Since a bacterial genome contains all the information for building and running a cell, there has been considerable interest in determining the DNA sequence for the genomes of bacteria, particularly for those bacteria that cause disease. We hope that by knowing the code for what makes bacteria tick, that we may be better able to come up with means to:
- control them (for example, if they cause disease)
- maintain them (for example, if they are important for our environment)
- use them for beneficial purposes (for example, industrial spill cleanup or making products)

So, technology has been developed to determine the complete DNA sequence ("all the letters") of a genome, using machines that are called (aptly) DNA sequencers. For bacteria, genome sequences had been obtained for approximately 35 different bacteria by the turn of the millennium, with the first genome sequence for a bacteria determined in 1995. Many more bacterial genomes are being sequenced and so databases have been formed to contain all the DNA sequence information (as long strings of A's, T's, C's and G's). In addition, early research determined what triplets of of the DNA bases encode what amino acids, and so that we can predict from a bacterial genome sequence what proteins it may encode. Both the DNA sequence of bases, and the protein sequences of amino acids, contain additional "strings" of sequence within the DNA or protein that specify particular functions and/or act as signals for the bacteria.
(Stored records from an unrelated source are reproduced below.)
PR #688, opened 2023-08-28
chore: add prettier

boneskull:
This adds `prettier` to our workflow.

Formatting happens as a pre-commit hook on relevant files _after_ ESLint has performed any automatic fixes successfully.

Rules were removed from our ESLint config which conflict with Prettier.

* * *

If this PR is left as-is, ESLint won't report any errors for "incorrectly" formatted code.

We _could_ add [eslint-plugin-prettier](https://npm.im/eslint-plugin-prettier) which treats _all_ incorrect formatting as an ESLint error.  This would obviate the need to run `prettier` directly, but it's probably going to be too noisy & verbose.


boneskull:
* main
  * **PR #694** <a href="https://app.graphite.dev/github/pr/LavaMoat/LavaMoat/694" target="_blank">Graphite</a> 
    * **PR #688** <a href="https://app.graphite.dev/github/pr/LavaMoat/LavaMoat/688" target="_blank">Graphite</a>  👈
    * **PR #675** <a href="https://app.graphite.dev/github/pr/LavaMoat/LavaMoat/675" target="_blank">Graphite</a> 
      * **PR #649** <a href="https://app.graphite.dev/github/pr/LavaMoat/LavaMoat/649" target="_blank">Graphite</a> 
      * **PR #638** <a href="https://app.graphite.dev/github/pr/LavaMoat/LavaMoat/638" target="_blank">Graphite</a> 

This comment was auto-generated by [Graphite](https://app.graphite.dev/github/pr/LavaMoat/LavaMoat/688?utm_source=stack-comment).

.eslintignore
```diff
@@ -0,0 +1,14 @@
...
+packages/*/test/**/fixtures/**/*
+packages/*/test/projects/**/*
+packages/core/lib/*.umd.js
+packages/lavapack/bundle.js
+packages/lavapack/src/runtime-cjs.js
+packages/lavapack/src/runtime.js
+packages/perf/trials/**/*
+packages/survey/mitm/**/*
+packages/viz/dist/**/*
+packages/viz/src/example-policies/**/*
```
naugtur, line 14: I'm assuming this is extracted so that other tools pick it up. Otherwise we'd keep it in one file to minimize the number of top-level files.
Correct me if I'm wrong.

.vscode/settings.json
```diff
@@ -1,3 +1,7 @@
 {
-    "editor.tabSize": 2
-}
\ No newline at end of file
+  "editor.tabSize": 2,
+  "prettier.semi": false,
+  "prettier.singleQuote": true,
+  "prettier.trailingComma": "all",
+  "editor.defaultFormatter": "esbenp.prettier-vscode"
```
naugtur, line 3: Why wouldn't vscode's prettier know that from our config?

naugtur:
What's the scale of changes this triggers in the repository if we'd run prettier on everything now? 
It's be best if they were tiny. :crossed_fingers:

.eslintignore
boneskull: Yes.

.vscode/settings.json
boneskull: mm, it should know the settings, but it doesn't know what the default formatter is.  I'll trim that stuff out we don't need

boneskull:
> What's the scale of changes this triggers in the repository if we'd run prettier on everything now?
> It's be best if they were tiny. 🤞

Currently it creates a diff that is 26317 lines long.

boneskull:
generally with this stuff I think it's better to just do the reformat in one swoop, but it will create conflicts in every open PR.  should probably wait until we get a release out, at least, and I can send another PR that does it.  

the command to do this is:

```bash
npm exec prettier --write . 
```

boneskull:
I created #725 if we want to format everything in one swoop.

kumavis (approved):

So, what does Bacterial Genomics do?

Bacterial genomic approaches to studying life include determining the DNA sequence of a given bacterial genome, comparing the DNA sequence with other genome sequences, and deciphering what the genomes encode (I predicting what makes up an organism from its DNA sequence). The whole gene complement of different organisms can be compared with one another, detecting, for example, genes specific to certain disease-causing bacteria that may be targets for drug therapy or for diagnostics. This field of research also attempts to study bacteria on a "whole-organism" scale. It takes a more holistic view regarding how the genes and proteins function and work together, or what genes or proteins are necessary for a certain function (such as causing disease). This whole-organism approach is quite different from the early approaches microbiology used to study genes and proteins: Classically, single genes or proteins were studied on a (relatively) individual basis, with little understanding of how all the genes and proteins in a cell worked together. Genomics attempts to gather information regarding how the full complement of genes in an organism work together and it is thought that such an approach to studying bacteria, and in fact all life, will complement the classical, but still very necessary, studies that are focused on particular genes or proteins.
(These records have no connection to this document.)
PR #691, opened 2023-08-30
ci: run tests on windows and macos

### LINKED ISSUE #679: add windows to CI matrix
I guess it sounds so simple when you put it that way.

Anyway: do this and fix everything that breaks.

legobeat:
This runs unit tests on `macOS-latest` and `windows-latest`, in addition to existing `ubuntu-latest`.

Only runs on node version from `.nvmrc` (currently v18).

#### Related

- Resolves #679
- WIP for actually making tests pass on Windows: https://github.com/legobeat/LavaMoat/pull/7

### DIFF
--- a/.github/workflows/nodejs.yml
+++ b/.github/workflows/nodejs.yml
@@ -59,3 +59,51 @@ jobs:
         run: npm run lint:deps
       - name: Validate Lockfile
         run: npm ls
+
+  compatibility-test-windows:
+    name: Test Windows compatibility
+    runs-on: windows-latest
+    strategy:
+      fail-fast: false
+    env:
+      FORCE_COLOR: 1
+    steps:
+      - name: Checkout
+        uses: actions/checkout@b4ffde65f46336ab88eb53be808477a3936bae11 # v4
+      - name: Use Node.js ${{ matrix.node-version }}
+        uses: actions/setup-node@b39b52d1213e96004bfcb1c61a8a6fa8ab84f3e8 # v4
+        with:
+          node-version-file: .nvmrc
+          cache: npm
+      - name: Install Dependencies
+        uses: bahmutov/npm-install@d476752204653fb5cce6c09db0eaf220761f5d9e # v1.8.37
+        with:
+          useRollingCache: true
+          install-command: npm ci --foreground-scripts
+      # Limit testing to packages supported to run under windows
+      - name: Test
+        run: |
+          npm run build
+          npm run --if-present --workspace=packages/aa --workspace=packages/allow-scripts --workspace=packages/browserify --workspace=packages/core --workspace=packages/lavapack --workspace=packages/node --workspace=packages/preinstall-always-fail --workspace=packages/tofu --workspace=packages/webpack --workspace=packages/yarn-plugin-allow-scripts test:prep
+          npm run --if-present --workspace=packages/aa --workspace=packages/allow-scripts --workspace=packages/browserify --workspace=packages/core --workspace=packages/lavapack --workspace=packages/node --workspace=packages/preinstall-always-fail --workspace=packages/tofu --workspace=packages/webpack --workspace=packages/yarn-plugin-allow-scripts test
+
+  compatibility-test-macos:
+    name: Test macOS compatibility
+    runs-on: macOS-latest
+    env:
+      FORCE_COLOR: 1
+    steps:
+      - name: Checkout
+        uses: actions/checkout@b4ffde65f46336ab88eb53be808477a3936bae11 # v4
+      - name: Use Node.js ${{ matrix.node-version }}
+        uses: actions/setup-node@b39b52d1213e96004bfcb1c61a8a6fa8ab84f3e8 # v4
+        with:
+          node-version-file: .nvmrc
+          cache: npm
+      - name: Install Dependencies
+        uses: bahmutov/npm-install@d476752204653fb5cce6c09db0eaf220761f5d9e # v1.8.37
+        with:
+          useRollingCache: true
+          install-command: npm ci --foreground-scripts
+      - name: Test
+        run: npm test
--- a/.github/workflows/nodejs.yml
+++ b/.github/workflows/nodejs.yml
@@ -67,6 +67,9 @@ jobs:
       fail-fast: false
     env:
       FORCE_COLOR: 1
+      TEST_WORKSPACES: >-
+        --workspace=packages/lavapack
+        --workspace=packages/preinstall-always-fail
     steps:
       - name: Checkout
         uses: actions/checkout@b4ffde65f46336ab88eb53be808477a3936bae11 # v4
@@ -83,9 +86,10 @@ jobs:
       # Limit testing to packages supported to run under windows
       - name: Test
         run: |
-          npm run build
-          npm run --if-present --workspace=packages/aa --workspace=packages/allow-scripts --workspace=packages/browserify --workspace=packages/core --workspace=packages/lavapack --workspace=packages/node --workspace=packages/preinstall-always-fail --workspace=packages/tofu --workspace=packages/webpack --workspace=packages/yarn-plugin-allow-scripts test:prep
-          npm run --if-present --workspace=packages/aa --workspace=packages/allow-scripts --workspace=packages/browserify --workspace=packages/core --workspace=packages/lavapack --workspace=packages/node --workspace=packages/preinstall-always-fail --workspace=packages/tofu --workspace=packages/webpack --workspace=packages/yarn-plugin-allow-scripts test
+          npm run --if-present ${{ env.TEST_WORKSPACES }} build
+          npm run build:types
+          npm run --if-present ${{ env.TEST_WORKSPACES }} test:prep
+          npm run --if-present ${{ env.TEST_WORKSPACES }} test
 
   compatibility-test-macos:
     name: Test macOS compatibility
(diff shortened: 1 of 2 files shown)


legobeat:
#692 discovered through this.

.github/workflows/nodejs.yml
```diff
@@ -32,3 +32,28 @@ jobs:
...
+    runs-on: ${{ matrix.os }}
+    strategy:
+      fail-fast: false
+      matrix:
+        os: [macOS-latest, windows-latest]
+    env:
+      FORCE_COLOR: 1
+    steps:
+      - name: Checkout
+        uses: actions/checkout@c85c95e3d7251135ab7dc9ce3241c5835cc595a9 # v3
```
boneskull:
```suggestion
        uses: actions/checkout@c85c95e3d7251135ab7dc9ce3241c5835cc595a9 # tag=v3
```

for renovate

.github/workflows/nodejs.yml
```diff
@@ -32,3 +32,28 @@ jobs:
...
+      - name: Use Node.js
+        uses: actions/setup-node@64ed1c7eab4cce3362f8c340dee64e5eaeef8f7c # v3
```
boneskull:
```suggestion
        uses: actions/setup-node@64ed1c7eab4cce3362f8c340dee64e5eaeef8f7c # tag=v3
```

.github/workflows/nodejs.yml
```diff
@@ -32,3 +32,28 @@ jobs:
...
+        with:
+          node-version-file: .nvmrc
```
boneskull, line 105: If we're going to keep this as its own job, can we just use a static version here?  `latest` or `lts` or whatever the default is.  I don't really want to add a build dependency upon `.nvmrc`.  I have mixed feelings about that file. :P

.github/workflows/nodejs.yml
```diff
@@ -32,3 +32,28 @@ jobs:
         run: npm run lint
       - name: Test
         run: npm test
+
+  platform-compatibility-test:
+    name: Test platform compatibility
+    runs-on: ${{ matrix.os }}
+    strategy:
+      fail-fast: false
```
boneskull, line 67: I guess I'd lean more towards just adding these to the main build matrix.  Why not?

boneskull:
@legobeat I think we need to allow scripts for `nx` so it can grab/build its native module(s).

legobeat:
> @legobeat I think we need to allow scripts for `nx` so it can grab/build its native module(s).

Hmm, if you're thinking about this CI error, I think that may be due to npm cache reuse from the ubuntu install.

```
> npm run build && npm run test:prep && npm run test:workspaces


> lavamoat-monorepo@0.0.0 build
> lerna run build

lerna notice cli v7.1.4
lerna ERR! Error: Cannot find module '@nx/nx-win32-x64-msvc'
lerna ERR! Require stack:
lerna ERR! - D:\a\LavaMoat\LavaMoat\node_modules\nx\src\native\index.js
lerna ERR! - D:\a\LavaMoat\LavaMoat\node_modules\nx\src\project-graph\utils\retrieve-workspace-files.js
lerna ERR! - D:\a\LavaMoat\LavaMoat\node_modules\nx\src\utils\nx-plugin.js
lerna ERR! - D:\a\LavaMoat\LavaMoat\node_modules\nx\src\config\workspaces.js
lerna ERR! - D:\a\LavaMoat\LavaMoat\node_modules\nx\src\config\configuration.js
lerna ERR! - D:\a\LavaMoat\LavaMoat\node_modules\nx\src\daemon\client\client.js
lerna ERR! - D:\a\LavaMoat\LavaMoat\node_modules\lerna\dist\index.js
lerna ERR! - D:\a\LavaMoat\LavaMoat\node_modules\lerna\dist\cli.js
lerna ERR!     at Module._resolveFilename (node:internal/modules/cjs/loader:1077:15)
lerna ERR!     at Module._load (node:internal/modules/cjs/loader:922:27)
lerna ERR!     at Module.require (node:internal/modules/cjs/loader:1143:19)
lerna ERR!     at require (node:internal/modules/cjs/helpers:121:18)
lerna ERR!     at Object.<anonymous> (D:\a\LavaMoat\LavaMoat\node_modules\nx\src\native\index.js:66:29)
lerna ERR!     at Module._compile (node:internal/modules/cjs/loader:1256:14)
lerna ERR!     at Module._extensions..js (node:internal/modules/cjs/loader:1310:10)
lerna ERR!     at Module.load (node:internal/modules/cjs/loader:1119:32)
lerna ERR!     at Module._load (node:internal/modules/cjs/loader:960:12)
lerna ERR! lerna Cannot find module '@nx/nx-win32-x64-msvc'
lerna ERR! lerna Require stack:
lerna ERR! lerna - D:\a\LavaMoat\LavaMoat\node_modules\nx\src\native\index.js
lerna ERR! lerna - D:\a\LavaMoat\LavaMoat\node_modules\nx\src\project-graph\utils\retrieve-workspace-files.js
lerna ERR! lerna - D:\a\LavaMoat\LavaMoat\node_modules\nx\src\utils\nx-plugin.js
lerna ERR! lerna - D:\a\LavaMoat\LavaMoat\node_modules\nx\src\config\workspaces.js
lerna ERR! lerna - D:\a\LavaMoat\LavaMoat\node_modules\nx\src\config\configuration.js
lerna ERR! lerna - D:\a\LavaMoat\LavaMoat\node_modules\nx\src\daemon\client\client.js
lerna ERR! lerna - D:\a\LavaMoat\LavaMoat\node_modules\lerna\dist\index.js
lerna ERR! lerna - D:\a\LavaMoat\LavaMoat\node_modules\lerna\dist\cli.js
Error: Process completed with exit code 1.

```


**EDIT**: Hmm, no, I think you're right: https://github.com/actions/setup-node#caching-global-packages-data

> Note: The action does not cache node_modules

legobeat:
https://github.com/nrwl/nx/issues/17767
https://github.com/nrwl/nx/issues/18453

boneskull:
@legobeat looks like I fixed mac anyway. we expect windows to fail, of course

boneskull:
See #706 ; we don't need to worry about `nx` and its ilk after that gets merged.

.github/workflows/nodejs.yml
legobeat: >  I don't really want to add a build dependency upon .nvmrc. I have mixed feelings about that file.

Feeling aside, why specify on two places when one place do trick?

boneskull:
[shx](https://npm.im/shx) might be helpful for this sort of thing if you want to avoid writing more custom scripts in js.

.github/workflows/nodejs.yml
legobeat: I don't have a straightforward method to limit cross-platform tests to single nodejs-version while it seems redundant to run every version on every platform. Worth it to refactor and deepen the matrix into a dict one level deeper?

legobeat:
- WIP for actually making tests pass on Windows: https://github.com/legobeat/LavaMoat/pull/7

legobeat:
This now selectively only run Windows tests for packages which are known to pass. This to allow merging this and addressing resolving outstanding packages independently.

#### Related
- #1002
- #1003
- #1004

.github/workflows/nodejs.yml
```diff
@@ -48,3 +48,63 @@ jobs:
...
+        --workspace=packages/${{
+          join(
+            fromJson('
+              [
+                "lavapack",
+                "preinstall-always-fail"
+              ]'
+            ), ' --workspace=packages/'
+          )
+        }}
```
boneskull: this needs a comment, whatever it is

.github/workflows/nodejs.yml
boneskull: [this is how you do it](https://docs.github.com/en/actions/using-workflows/workflow-syntax-for-github-actions#jobsjob_idstrategymatrixexclude)

basically, add `exclude` prop to `matrix`, and specify the OS/node-version pairs we don't want to run.

.github/workflows/nodejs.yml
boneskull: good god what is that

packages/browserify/package.json
```diff
@@ -57,7 +57,7 @@
     "files": [
       "test/*.spec.js"
     ],
-    "timeout": "2m",
+    "timeout": "4m",
```
boneskull, line 60: another way, probably not worth doing:

1. remove the `ava` config from `browserify/package.json`
2. add a `ava.config.mjs` which reproduces everything but contains a dynamic timeout based on platform
😄

boneskull (approved):
this is fine by me, but I'd rather see if we can combine the jobs for DRY reasons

What will Bacterial Genomics give us?

Bacterial genomics can give us a broader understanding of how a bacteria functions, a bacteria's origins, and what bacteria live in our world that we can't study by other means (i.e through obtaining their DNA from the environment and studying it). Of medical interest, bacterial genomics is also anticipated to play a significant role in speeding up the development of better therapies and vaccines for controlling disease-causing bacteria. It will also be the cornerstone of anticipated DNA-based diagnostic tools that will hopefully enable doctors to make quicker, more accurate diagnoses of infectious disease.